Copy exactly, and only, the lines from the one containing "<h4>Deprecated</h4>" through the last line of the records below.

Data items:
'''
PR #419, opened 2023-05-03
Modify `StrReplace` expression to work with arrays

stloyd:
<h2>Change Log</h2>
<div id="change-log">
  <h4>Added</h4>
  <ul id="added">
    
  </ul> 
  <h4>Fixed</h4>  
  <ul id="fixed">
    
  </ul>
  <h4>Changed</h4>
  <ul id="changed">
    <li>Modify `StrReplace` expression to work with arrays</li>
  </ul>  
  <h4>Removed</h4>
  <ul id="removed">
    
  </ul>
  <h4>Deprecated</h4>
  <ul id="deprecated">
    
  </ul>  
  <h4>Security</h4> 
  <ul id="security">
    
  </ul>     
</div>
<hr/>

<h2>Description</h2>

PHP implementation of `str_replace` works both, with single strings, and arrays of pairs.

### DIFF
--- a/src/core/etl/src/Flow/ETL/Row/Reference/EntryExpression.php
+++ b/src/core/etl/src/Flow/ETL/Row/Reference/EntryExpression.php
@@ -257,7 +257,11 @@ trait EntryExpression
         return new Expressions(new StartsWith($this, $needle));
     }
 
-    public function strReplace(string $search, string $replace) : Expression
+    /**
+     * @param string|string[] $search
+     * @param string|string[] $replace
+     */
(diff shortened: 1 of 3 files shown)


norberttech:
I know its a bc break but maybe we should consider making arguments to also be an Expresssions? So you can str replace with values from other columns?

stloyd:
We can union 3 types IMO, but for expressions, we can add additional validation or force types.

norberttech:
on the DSL level we can use union types but in the expression itsefl I would probably go with Expressions only to reduce number of tests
'''
● Response to this task:
  <h4>Deprecated</h4>
  <ul id="deprecated">
    
  </ul>  
  <h4>Security</h4> 
  <ul id="security">
    
  </ul>     
</div>
<hr/>

<h2>Description</h2>

PHP implementation of `str_replace` works both, with single strings, and arrays of pairs.

### DIFF
--- a/src/core/etl/src/Flow/ETL/Row/Reference/EntryExpression.php
+++ b/src/core/etl/src/Flow/ETL/Row/Reference/EntryExpression.php
@@ -257,7 +257,11 @@ trait EntryExpression
         return new Expressions(new StartsWith($this, $needle));
     }
 
-    public function strReplace(string $search, string $replace) : Expression
+    /**
+     * @param string|string[] $search
+     * @param string|string[] $replace
+     */
(diff shortened: 1 of 3 files shown)


norberttech:
I know its a bc break but maybe we should consider making arguments to also be an Expresssions? So you can str replace with values from other columns?

stloyd:
We can union 3 types IMO, but for expressions, we can add additional validation or force types.

norberttech:
on the DSL level we can use union types but in the expression itsefl I would probably go with Expressions only to reduce number of tests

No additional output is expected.